O desenvolvimento social, terceiro pilar da sustentabilidade, é ressaltado na fala de Rondinelle Cunha, que cursa o quinto período de CeT. “Um desenvolvimento que preserve os recursos de forma que não afete o desenvolvimento de gerações futuras” é o que pensa o estudante. Está aqui  contemplado, tanto o desenvolvimento das gerações futuras quanto problemas enfrentados pela sociedade atual, como educação, violência, índices de pobreza e lazer. 

Segundo o relatório apresentado pela Organização Mundial das Nações Unidas (ONU), 750 milhões de adultos ainda são analfabetos e 55% da população mundial ainda não têm acesso à proteção social. Uma pesquisa realizada em 2011 pelo Instituto Akatu para o mapeamento mundial Global Survey on Sustainable Lifestyles, coordenado pelo Programa das Nações Unidas para o Meio Ambiente (PNUMA), mostra que “combater o crime” é uma prioridade e corresponde às respostas de 32% dos entrevistados; em seguida, aparece “reduzir e erradicar a pobreza”, com 27%; em terceiro lugar, os entrevistados citam “melhorar condições econômicas”, com 18%; e, por fim, com 11%, temos “combater degradação ambiental e poluição”.

Os estudantes também foram questionados sobre um estilo de vida mais sustentável. “É possível ter um estilo de vida sustentável, usando e preservando os recursos a partir de um bom planejamento” afirma Maurício Moreira, estudante do sexto período de CeT.  Segundo ele, simples mudanças no dia a dia fazem uma grande diferença.

O que é a Agenda 2030 ?

O ano de 2015 representou um marco na história do planejamento para tornar o planeta mais sustentável.

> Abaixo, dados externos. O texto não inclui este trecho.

PR #27849, opened 2026-08-18
test(python): cover static base path segment boundaries

### LINKED ISSUE #27838: test(python): cover static base path segment boundaries
## Problem

`_match_compiled_base_url_parts` in `crates/runner/mitm-addon/src/firewall_matching/base_url.py:617-624` enforces that a static base path matches only the exact path or a descendant path segment. The current low-level coverage in `crates/runner/mitm-addon/tests/test_matching_base_url_static.py:8-58` checks exact paths, case sensitivity, terminal slashes, and repeated separators, but does not pin the sibling-prefix boundary.

During mutation testing at commit `04730c8ef3b98678a1cc3af5c9f1f89f4b26b7e6`, removing the `rest[0] != "/"` rejection made:

```python
match_base_url(
    "https://api.example.com/v10/items",
    "https://api.example.com/v1",
)
```

return `("0/items", {})` instead of `None`. All 6,001 Python tests still passed, including 649 focused base URL and firewall-matching tests.

## Impact

A regression in this guard could classify a sibling path such as `/v10` as belonging to the `/v1` API base. Because `crates/runner/mitm-addon/src/matching.py:1737-1774` uses this result to select and evaluate firewall API candidates, rules and authentication handling could be applied outside the intended path scope.

## Acceptance criteria

- Add direct static matcher cases proving that base `/v1` rejects `/v10` and other same-prefix sibling segments.
- Preserve positive coverage for the exact `/v1` path and descendants such as `/v1/items`.
- Add a compiled firewall request regression showing that a sibling-prefix URL is not evaluated under the `/v1` API base.
- Ensure the new tests fail if the path-segment boundary guard at `base_url.py:621-622` is removed.

seven332:
## Summary

Add regression tests that pin the static base-path segment boundary so a sibling path such as `/v10` cannot be classified under the `/v1` API base.

- Low-level `match_base_url` cases reject `/v10`, `/v10/items`, `/v1foo`, and `/v1.0` against base `/v1`, while preserving positive coverage for the exact `/v1` path and descendant `/v1/items`.
- A compiled firewall request regression asserts a sibling-prefix URL is not evaluated under the `/v1` base in both the indexed and linear matchers.

## Validation

Run from `crates/runner/mitm-addon`:

- `uv lock --check`
- `uv sync --locked`
- `uv run --no-sync python -m pytest tests/` (6008 passed)

## Notes

- Test-only change; no production source is modified.
- The new cases fail when the `rest[0] != "/"` guard in `src/firewall_matching/base_url.py` is removed.

Closes #27838

### DIFF
--- a/crates/runner/mitm-addon/tests/test_compiled_firewall_base_path_matching.py
+++ b/crates/runner/mitm-addon/tests/test_compiled_firewall_base_path_matching.py
@@ -374,6 +374,41 @@ def test_compiled_matches_static_base_boundary_and_query():
     assert compiled is None
 
 
+def test_compiled_static_base_rejects_sibling_path_segment():
+    fws = wrap_firewalls(
+        [
+            {
+                "base": "https://api.example.com/v1",
+                "auth": {"headers": {"Authorization": "Bearer token"}},
+                "permissions": [
+                    {"name": "read", "rules": ["ANY /{path*}"]},
+                ],
+            }
+        ],
+        name="example",
+    )
+    policies = {"example": {"allow": ["read"], "deny": [], "unknownPolicy": "deny"}}
+    compiled_firewalls = compile_firewalls_or_fail(fws)
+
+    result = matching.match_compiled_firewall_request(
+        "https://api.example.com/v10/items",
+        "GET",
+        compiled_firewalls,
+        policies,
+    )
+
+    assert result is None
+
+    linear_result = matching._match_compiled_firewall_request_linear(
+        "https://api.example.com/v10/items",
+        "GET",
+        compiled_firewalls,
+        policies,
+    )
+
+    assert linear_result is None
+
+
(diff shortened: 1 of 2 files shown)


seven332:
## Code Review: PR #27849

**Reviewed head:** `0233b1e90d77c4b490d6325d2a75d0ae555fde37`

### Summary

Adds regression tests pinning the static base-path segment boundary so `/v10` cannot match the
`/v1` base. Low-level `match_base_url` cases cover sibling-prefix rejection and exact/descendant
positive coverage; a compiled matcher regression asserts the sibling URL is not evaluated.

### Findings

No findings.

### Testing

- Focused and full Python suites pass (`6008 passed`), plus `ruff format --check`, `ruff check`,
  and `basedpyright`.
- Mutation check confirms the new cases fail when `rest[0] != "/"` is removed.

### Verdict

LGTM

PR #27864, opened 2026-08-18
refactor(python): share builtin base url template layout

### LINKED ISSUE #27834: refactor(python): share builtin base URL template layout
## Problem

Python classifies each built-in firewall base URL template's variable positions twice.

- `crates/runner/mitm-addon/src/builtin_firewall_cache.py:449-564` scans the raw template, computes authority/path/query boundaries, and classifies each reference as a whole base, host/authority fragment, port, or path position so catalog validation can substitute a component-specific witness.
- `crates/runner/mitm-addon/src/builtin_base_url.py:287-373` independently derives the same position categories from each reference's prefix and suffix before validating and substituting execution-supplied values.
- `crates/runner/mitm-addon/src/connector_template_syntax.py:34-44` centralizes only lexical reference recognition. It exposes spans but not the URL-component layout that both consumers reconstruct.

The cache and runtime intentionally have different trust work: cache loading validates unresolved catalog syntax with witnesses, while runtime resolution validates untrusted values and the final URL. However, deciding which URL component a reference occupies is common syntax/layout semantics, not phase-specific policy.

## Evidence of drift and maintenance cost

#26168 fixed a concrete false rejection at the cache boundary: the cache replaced every variable with one generic `template` witness, so a valid whole-host template with a parameterized path was rejected even though runtime resolution produced a valid base. The fix added the current cache-side component classifier instead of reusing the position model already present in `builtin_base_url.py`.

The same boundary has already required coordinated changes:

- #20973 updated both cache-time and runtime handling for unsafe fixed and resolved paths.
- #24807 updated both consumers after their connector-template reference grammars diverged, resulting in the shared lexical scanner.
- #25339 changed runtime authority-fragment classification; the cache classifier introduced later by #26168 now independently represents that category.

This leaves the next supported or corrected position rule dependent on two condition trees staying aligned. If cache validation is stricter than runtime resolution, a valid catalog refresh can become `cache_invalid` and keep connectors unavailable or pinned to a last-good catalog. If it is looser, a catalog can load even though every affected VM entry fails later during resolution.

## Acceptance criteria

- Introduce one value-independent base URL template layout analysis that returns each simple `vars` reference with its source span and canonical component kind, covering whole-base/prefix, whole authority, authority fragment, port, and path positions.
- Use that shared layout in both catalog witness materialization and runtime value validation/substitution.
- Remove the duplicate component-boundary and prefix/suffix classification logic from `builtin_firewall_cache.py` and `builtin_base_url.py`.
- Keep phase-specific policy separate: catalog loading must still validate unresolved fixed syntax, while runtime resolution must still validate untrusted values, the fully resolved base, credentialed HTTPS, and host policy.
- Preserve the exact ECMAScript-compatible reference grammar owned by `connector_template_syntax.py` and fail closed for malformed, unsupported, query, and fragment positions.
- Extend the shared contract so every accepted template-resolution layout is also accepted at the catalog phase, while phase-specific invalid-value cases remain runtime failures.

Verified against `main` at `04730c8ef3b98678a1cc3af5c9f1f89f4b26b7e6`.

seven332:
## Summary

- add one value-independent analyzer for built-in base URL template reference spans, component kinds, and authority-fragment structure
- use the shared layout for catalog witness materialization and runtime value validation/substitution while preserving phase-specific safety policy
- extend the shared TypeScript/Python contract so every successful runtime layout, including fragmented ports and IPv6 host fragments, is also admitted by the catalog cache

## Compatibility

- no API, catalog schema, cache schema, VM payload, persisted-state, database, or migration changes
- preserves fail-closed malformed and unsupported template handling
- preserves runtime value, complete URL, credentialed HTTPS, and host-policy enforcement
- all changes ship within one runner artifact; no cross-version protocol is introduced

## Validation

- `uv lock --check`
- `uv sync --locked`
- `uv run --no-sync python -m pytest tests/test_firewall_base_url_validation_contract.py tests/test_registry_builtin_base_url_vars.py tests/test_registry_builtin_catalog_validation.py` (224 passed)
- `uv run --no-sync python -m pytest tests/` (6,009 passed)
- `pnpm exec prettier --check packages/connectors/src/__tests__/firewall-base-url-validation-contract.json`
- `pnpm -F @okouai/connectors lint`
- `pnpm -F @okouai/connectors check-types`
- `pnpm -F @okouai/connectors test` (1,037 passed)
- `pnpm knip --workspace @okouai/connectors`
- staged-path pre-commit checks: Prettier, full Turbo Knip, Ruff, file-size check, and commitlint

Closes #27834

### DIFF
--- a/crates/runner/mitm-addon/src/builtin_base_url.py
+++ b/crates/runner/mitm-addon/src/builtin_base_url.py
@@ -11,7 +11,7 @@ transport and built-in host-policy validation are a subsequent registry step.
 import re
 import urllib.parse
 
-import connector_template_syntax
+import builtin_base_url_template
 import matching
 from authority_utils import percent_decode_host
 from path_security import has_unsafe_path, has_unsafe_url_path
@@ -284,30 +284,13 @@ def _validate_base_url_path_variable(
         )
 
 
-def _prefix_is_inside_authority(prefix: str) -> bool:
-    scheme_end = prefix.find("://")
-    if scheme_end == -1:
-        return False
-    after_scheme = prefix[scheme_end + 3 :]
-    return _URL_COMPONENT_DELIMITER_PATTERN.search(after_scheme) is None
-
-
-def _prefix_is_inside_path(prefix: str) -> bool:
-    scheme_end = prefix.find("://")
-    if scheme_end == -1:
-        return False
-    after_scheme = prefix[scheme_end + 3 :]
-    if "?" in after_scheme or "#" in after_scheme:
-        return False
-    return "/" in after_scheme
-
-
 def _validate_base_url_template_variable(
     *,
     firewall_name: str,
     base: str,
     name: str,
     value: str,
+    kind: builtin_base_url_template.BaseUrlTemplateComponentKind,
     prefix: str,
     suffix: str,
 ) -> None:
@@ -317,9 +300,9 @@ def _validate_base_url_template_variable(
         name=name,
         value=value,
     )
-    if prefix == "" and suffix == "":
-        return
-    if prefix == "" and suffix.startswith("/"):
+    if kind == "whole-base":
+        if suffix == "":
+            return
         _validate_base_url_prefix_variable(
             firewall_name=firewall_name,
             base=base,
@@ -327,7 +310,7 @@ def _validate_base_url_template_variable(
             value=value,
         )
         return
-    if prefix.endswith("://") and (suffix == "" or suffix.startswith("/")):
+    if kind == "whole-authority":
         _validate_base_url_authority_variable(
             firewall_name=firewall_name,
             base=base,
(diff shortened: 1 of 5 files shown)


seven332:
## Code Review: PR #27864

**Reviewed head:** `4bb79f65844512999928467b29b6536e8c00e6f0`

### Summary

The shared analyzer now owns exact template-reference placement and source spans, while catalog witnesses and runtime value/final-URL/HTTPS/host-policy checks remain at their existing trust boundaries. Fragmented ports and bracketed IP-literal fragments are aligned across catalog and runtime, and component boundaries are precomputed once so the analyzer stays linear.

### Findings

No findings.

### Testing

- Full mitm-addon validation passed, including Ruff, Basedpyright, and 6,009 Pytest cases.
- Connectors Prettier, lint, type checking, 1,037 Vitest cases, and Knip passed.
- Shared contract cases exercise every supported layout family through runtime resolution and send every successful layout through real catalog loading.
- Production catalog refresh timing was not exercised; no external API, schema, persisted-state, or rollout boundary changes.

### Verdict

LGTM

PR #27932, opened 2026-08-18
perf(python): batch firewall auth query injection

### LINKED ISSUE #27899: perf(python): avoid quadratic auth query injection
## Problem

`_apply_header_query_injection()` applies resolved firewall-auth query parameters one at a time:

```python
for key, value in resolved_query.items():
    flow.request.query[key] = value
```

With the pinned `mitmproxy==12.2.3`, `Request.query` creates a `MultiDictView`. Every `__setitem__` call reads and parses the entire current URL query, scans its fields, serializes the growing query, reparses the URL, and writes `Request.path`. Injecting `k` resolved entries therefore performs quadratic work and allocation.

This helper runs synchronously after auth resolution in both the ordinary request path and the header-phase/requestheaders path, so a large auth-query map blocks the mitmproxy event loop and delays unrelated traffic.

## Evidence

At commit `55f40212167b6d9f87e9850d759330fbb9c336fe`, a microbenchmark using the repository's pinned mitmproxy version and an actual `mitmproxy.http.Request` measured the existing loop:

| Resolved query entries | JSON payload size | Existing loop |
| ---: | ---: | ---: |
| 100 | 1,309 bytes | 13.5 ms |
| 500 | 6,509 bytes | 289.4 ms |
| 1,000 | 13,009 bytes | 1.128 s |
| 2,000 | 27,009 bytes | 4.505 s |

The same final query assembled from one parsed snapshot and serialized once took about 2.7 ms for 2,000 entries. The roughly 4x growth when entry count doubles is consistent with the repeated whole-query processing.

This input is permitted by current production bounds:

- The firewall-auth response body cap is 256 KiB, so the 27 KiB example is well below it.
- Connector, catalog, and webhook schemas model `auth.query` as an unbounded string record.
- The Python response parser validates string keys/values and exact configured-key correspondence, but does not bound the number of entries.

Related issue #24686 optimized no-op tokenization in the separate `auth.base` rewrite path. This issue concerns non-`auth.base` resolved query injection and scales with the number of configured query entries.

## Expected outcome

- Build the final request query with linear work: parse/snapshot the existing multi-value query once and serialize/write it once, independent of the number of resolved keys.
- Preserve current `MultiDict.set` behavior: each resolved value replaces all existing occurrences of its key while retaining the first occurrence's position; previously absent keys are appended in resolved-map order; unrelated duplicate keys, blank values, path parameters, and fragments remain intact.
- Cover both the ordinary request path and the header-phase/requestheaders path through the shared helper.
- Add deterministic regression coverage that proves query parsing/serialization does not grow with the resolved-key count (for example, by counting query getter/setter activity), without a wall-clock threshold.
- Keep the existing auth-query injection tests passing.

## Relevant code

- `crates/runner/mitm-addon/src/auth.py:579-589`
- `crates/runner/mitm-addon/src/auth.py:1511-1516`
- `crates/runner/mitm-addon/src/auth.py:1742-1747`
- `crates/runner/mitm-addon/src/firewall_auth_client.py:681-701`
- `crates/runner/mitm-addon/src/firewall_auth_client.py:764-810`
- `turbo/packages/connectors/src/firewall-types.ts:42-74`
- `turbo/packages/api-contracts/src/contracts/webhooks.ts:525-537`

seven332:
## Summary

- merge resolved firewall-auth query entries in one linear pass
- write the mitmproxy request query once while preserving replacement, duplicate, ordering, blank-value, path-parameter, and fragment semantics
- cover both ordinary request auth and requestheaders auth with deterministic query read/write assertions

## Scope

- no API, schema, persistence, protocol, dependency, feature-switch, or rollout changes
- no new auth-query entry limit and no change to header injection

## Validation

- `uv lock --check`
- `uv sync --locked`
- `uv run --no-sync python -m pytest tests/test_auth_query_injection.py` (9 passed)
- `uv run --no-sync python -m pytest tests/` (6037 passed)
- `git diff --check`

Closes #27899

### DIFF
--- a/crates/runner/mitm-addon/src/auth.py
+++ b/crates/runner/mitm-addon/src/auth.py
@@ -585,8 +585,15 @@ def _apply_header_query_injection(
     for header_name, header_value in resolved_auth_header_pairs(headers):
         flow.request.headers[header_name] = header_value
     if resolved_query:
-        for key, value in resolved_query.items():
-            flow.request.query[key] = value
+        remaining_query = resolved_query.copy()
+        merged_query: list[tuple[str, str]] = []
+        for key, value in flow.request.query.fields:
+            if key in remaining_query:
+                merged_query.append((key, remaining_query.pop(key)))
+            elif key not in resolved_query:
+                merged_query.append((key, value))
+        merged_query.extend(remaining_query.items())
+        flow.request.query = merged_query
 
 
 def _trusted_aws_sigv4_url(flow: http.HTTPFlow) -> str:
--- a/crates/runner/mitm-addon/tests/test_auth_query_injection.py
+++ b/crates/runner/mitm-addon/tests/test_auth_query_injection.py
@@ -3,9 +3,13 @@
 from unittest.mock import AsyncMock, patch
 from urllib.parse import parse_qs, urlparse
 
+import pytest
+from mitmproxy import http
+
 import auth
 import flow_metadata_keys as metadata_keys
 from tests.firewall_auth_helpers import (
+    apply_requestheaders_auth_without_upstream_admission,
     handle_firewall_request_without_upstream_admission,
     make_allow,
 )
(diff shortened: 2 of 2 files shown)


seven332:
## Code Review: PR #27932

**Reviewed head:** `9c60cf8c4bc397d6a32cf1a141fa5b3ce3bdedb1`

### Summary

The shared firewall-auth helper now merges resolved query entries in linear time and writes the mitmproxy query once. The change preserves the old sequential replacement and ordering behavior across both request and requestheaders auth paths without changing external contracts.

### Findings

No findings.

### Testing

The focused integration test passes for both auth phases and asserts exact ordered query semantics plus one full read/write. Ruff, basedpyright, all 6,037 addon tests, a 2,000-case old/new differential probe, and a pinned-dependency scale comparison passed locally. GitHub Actions status is evaluated separately by the PR check stage.

### Verdict

LGTM

PR #27983, opened 2026-08-18
perf(guest): isolate receipt journal fsyncs from tokio workers

### LINKED ISSUE #27963: perf(rust): keep active-input receipt fsyncs off Tokio workers
## Problem and evidence

Active-input receipt persistence performs blocking durability I/O directly on Tokio scheduler workers.

Production enters the asynchronous guest-agent `run` function on a multi-thread Tokio runtime. Receipt startup synchronously reads and validates the journal from that path. After a backend accepts a follow-up, the CLI path synchronously publishes a durable acceptance snapshot; after the API acknowledges the receipt, the async receipt worker synchronously compacts the snapshot.

Each publication writes an exclusive `0600` replacement, calls `File::sync_all()`, atomically renames it, and synchronizes the parent directory. One successful follow-up therefore performs two complete durability cycles. Slow or contended storage can delay unrelated guest-agent futures such as heartbeat, cancellation, and process supervision.

## Decision

Proceed as one Rust PR using Tokio `block_in_place` around the existing synchronous journal critical sections.

This is preferable to a direct `spawn_blocking(...).await` conversion because the current acceptance transaction has no cancellation point between durable publication, upload enqueue, and live accepted-state publication. The CLI writer can be aborted after its bounded quiescence wait; an awaited blocking task could continue after that abort while caller-owned steps do not. A persistence actor can solve that split, but it requires new command, state-ownership, and shutdown coordination that the current bounded workload does not justify.

## Chosen direction

- Add one private guest-agent adapter that runs finite journal I/O with `block_in_place` on the production multi-thread runtime.
- Execute directly when no Tokio runtime exists for synchronous tests, where no scheduler can be blocked.
- Return a contextual I/O error if enabled receipt persistence is invoked on a current-thread Tokio runtime instead of allowing `block_in_place` to panic.
- Route the full startup load, acceptance mutation, and acknowledgement mutation through the adapter.
- Keep the existing journal mutex around each complete snapshot mutation so overlapping acceptance and acknowledgement retain their order.
- Keep all `guest-contracts` private-file, validation, atomicity, and durability code unchanged.
- Keep acceptance persistence synchronous and non-cancellable from the caller's perspective; do not introduce channels, detached writes, or new awaits.

## Alternatives considered

- **Direct `spawn_blocking` per operation:** simpler API bridge and supports current-thread runtimes, but introduces a cancellation/finalization race unless transaction ownership and lifecycle tracking are added.
- **Serialized Tokio persistence actor:** can be cancellation-safe with sufficient ownership and barriers, but adds a second worker protocol and shutdown ordering across persistence and HTTP receipt delivery.
- **Dedicated OS thread:** provides strict serialization but adds a permanent thread and command lifecycle for short, bounded operations.
- **Async filesystem rewrite:** would require rebuilding the descriptor-relative private-file security and atomicity guarantees and provides no benefit over isolating the existing correct helper.
- **Remove or weaken synchronization:** rejected because it breaks crash-recovery semantics.

## Risks and mitigations

- `block_in_place` requires a multi-thread runtime. Production already guarantees this; receipt-enabled async tests will use the same flavor, and an unexpected current-thread caller receives an error.
- Same-task sibling futures pause during `block_in_place`. Current journal calls are not inside `join!`; heartbeat, supervision, CLI writing, and receipt delivery are independently spawned tasks.
- Acceptance and acknowledgement can overlap and both enter blocking mode. One CLI writer, one serial receipt worker, and the existing mutex bound this concurrency per guest process.
- A timing-only test could pass without exercising the boundary. The regression will block the real journal mutation on its existing mutex in a one-worker runtime, start the unrelated probe only after the mutation task begins, then release and verify the real snapshot.
- A failed scheduler assertion could otherwise hang runtime shutdown. The test will release and join all blocked work before asserting.

## Acceptance criteria

- Startup journal reads and complete acceptance/acknowledgement snapshot mutations execute inside the Tokio blocking region rather than monopolizing a scheduler worker.
- An independently spawned async probe makes progress while a real journal mutation is deterministically blocked at the journal serialization boundary on a one-worker runtime.
- The regression completes the mutation after release and verifies the real snapshot, without mocked storage or sleeps.
- Acceptance remains durable before upload enqueue and before live state becomes accepted.
- Acceptance and acknowledgement remain serialized without lost outstanding IDs.
- Startup and acceptance errors still propagate; acknowledgement and finalization remain best effort.
- Existing permission, symlink, bounded-read, atomic replacement, compaction, cancellation, framework, and restart-recovery tests continue to pass.
- The persisted journal format and guest/runner protocol do not change.

## Delivery notes

No migration, feature switch, compatibility bridge, or data cleanup is required. Runner recovery continues to parse the unchanged journal. If implementation discovers a current-thread production caller or same-task concurrent journal usage, stop and revisit the actor design instead of adding a scheduler-blocking fallback.

seven332:
## Summary

- run active-input receipt journal loads and complete snapshot mutations inside Tokio blocking regions
- preserve the existing synchronous acceptance transaction, journal mutex ordering, and durable file format
- exercise receipt-enabled async tests on the production multi-thread runtime and add a deterministic scheduler-progress regression

## Scope

- no journal format, guest/runner protocol, API, migration, or rollout changes
- current-thread runtimes now receive a contextual I/O error instead of a `block_in_place` panic

## Validation

- `cargo clippy -p guest-agent --all-targets --all-features`
- `cargo test -p guest-agent --all-features`
- repository pre-commit Rust formatting, Clippy, and documentation hooks

Closes #27963

### DIFF
--- a/crates/guest-agent/src/active_input/tests.rs
+++ b/crates/guest-agent/src/active_input/tests.rs
@@ -194,7 +194,7 @@ fn active_input_capacity_counts_pending_inputs() {
     ));
 }
 
-#[tokio::test]
+#[tokio::test(flavor = "multi_thread")]
 async fn active_input_can_release_capacity_for_sink_without_replay() {
     let runtime = enabled_runtime();
     let controller = runtime.controller();
--- a/crates/guest-agent/src/active_input/tests.rs
+++ b/crates/guest-agent/src/active_input/tests.rs
@@ -194,7 +194,7 @@ fn active_input_capacity_counts_pending_inputs() {
     ));
 }
 
-#[tokio::test(flavor = "multi_thread")]
+#[tokio::test(flavor = "multi_thread", worker_threads = 1)]
 async fn active_input_can_release_capacity_for_sink_without_replay() {
     let runtime = enabled_runtime();
     let controller = runtime.controller();
--- a/crates/guest-agent/src/active_input_receipts.rs
+++ b/crates/guest-agent/src/active_input_receipts.rs
@@ -316,7 +316,7 @@ mod tests {
 
     const RUN_ID: &str = "receipt-journal-scheduler-test";
     const DELIVERY_ID: &str = "60fca608-d174-4c1a-a1b2-57607b3adf46";
-    const WAIT_TIMEOUT: Duration = Duration::from_secs(2);
+    const WAIT_TIMEOUT: Duration = Duration::from_secs(5);
 
     #[test]
     fn blocked_journal_persistence_does_not_stall_unrelated_async_work() {
--- a/crates/guest-agent/src/active_input_receipts.rs
+++ b/crates/guest-agent/src/active_input_receipts.rs
@@ -16,6 +16,23 @@ use crate::http::HttpClient;
 
 const LOG_TAG: &str = "sandbox:guest-agent";
 
+fn run_journal_io<T>(operation: impl FnOnce() -> io::Result<T>) -> io::Result<T> {
+    match tokio::runtime::Handle::try_current() {
+        Ok(handle)
+            if matches!(
+                handle.runtime_flavor(),
+                tokio::runtime::RuntimeFlavor::MultiThread
+            ) =>
+        {
+            tokio::task::block_in_place(operation)
+        }
+        Ok(_) => Err(io::Error::other(
+            "active-input receipt persistence requires a multi-thread Tokio runtime",
+        )),
+        Err(_) => operation(),
+    }
+}
+
 #[derive(Debug)]
 struct ReceiptJournalState {
     outstanding: Vec<String>,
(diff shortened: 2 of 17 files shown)


seven332:
## Code Review: PR #27983

**Reviewed head:** `62ac80aa00dc7b3aac27fb3717e13c964722175a`

### Summary

The blocking boundary covers journal startup, acceptance publication, and acknowledgement compaction while preserving the existing mutex ordering, synchronous acceptance transaction, durable file format, and error semantics. Receipt-enabled tests use bounded production-flavor runtimes, and the current-thread constraint is covered through the public constructor.

### Findings

No findings.

### Testing

- `cargo clippy -p guest-agent --all-targets --all-features`
- `cargo test -p guest-agent --all-features --quiet`
- repository pre-commit Rust formatting, Clippy, and documentation hooks

The persisted journal format and guest/runner protocol are unchanged, so no cross-version fixture or migration is required.

### Verdict

LGTM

Naquele ano, reunidos em Nova York, 193 representantes da ONU discutiram e adotaram um plano de ação para melhorar gradativamente a vida no planeta Terra,  enquanto se diminui condições críticas socialmente como a pobreza. Com isso, tendo como base os Oito Objetivos do Milênio (ODM) estabelecidos após a Cúpula do Milênio das Nações Unidas, em 2000 – foram elaborados 17 objetivos, em conjunto com 169 metas, com o objetivo de dar continuidade aos ODM fazendo com que as metas sejam alcançadas por completo ou obtenham um resultado próximo ao que foi pré-estabelecido. Desse modo, a agenda reflete quais ainda são os desafios desse desenvolvimento e visa erradicar a pobreza, promovendo uma vida digna a todas as pessoas sem agredir o planeta. 

17 Objetivos de Desenvolvimento Sustentável 
Fonte: Nações Unidas 

Sustentabilidade em debate 

A discussão sobre o papel das universidades federais na sociedade tem se intensificado ao longo dos anos. Responsáveis por gerar conhecimento, professores, pesquisadores e alunos estão inteiramente envolvidos em um local marcado por mudanças e descobertas, tais que devem ser aplicadas na sociedade, como forma de retornar ao cidadão o investimento. Dentro da Escola de Ciências e Tecnologia (ECT), por exemplo, já foram iniciados 554 projetos de pesquisa e 223 projetos de extensão, de cálculos gravitacionais até discussões de gênero na literatura, a ECT é marcada por interdisciplinaridade. 

A Política Nacional de Extensão Universitária afirma que dentro dos centros universitários devem ser realizados processos de produção, inovação e disponibilização de conhecimentos, de forma que o acesso ao saber e o desenvolvimento tecnológico e social do país seja ampliado; da mesma forma, deve-se priorizar práticas voltadas para o atendimento de demandas sociais, como habitação, geração de emprego etc, e também estimular a educação ambiental e o desenvolvimento sustentável. Dessa forma, é possível fazer uma relação clara entre o que é feito dentro das universidades e a Agenda 2030 da ONU. 

E esse é o início da série “Sustentabilidade em debate” produzida pela ComC&T, onde serão lançadas diversas matérias que mostram como projetos desenvolvidos na ECT aplicam-se diretamente na sociedade, e também outras atividades de pesquisa-ensino-extensão.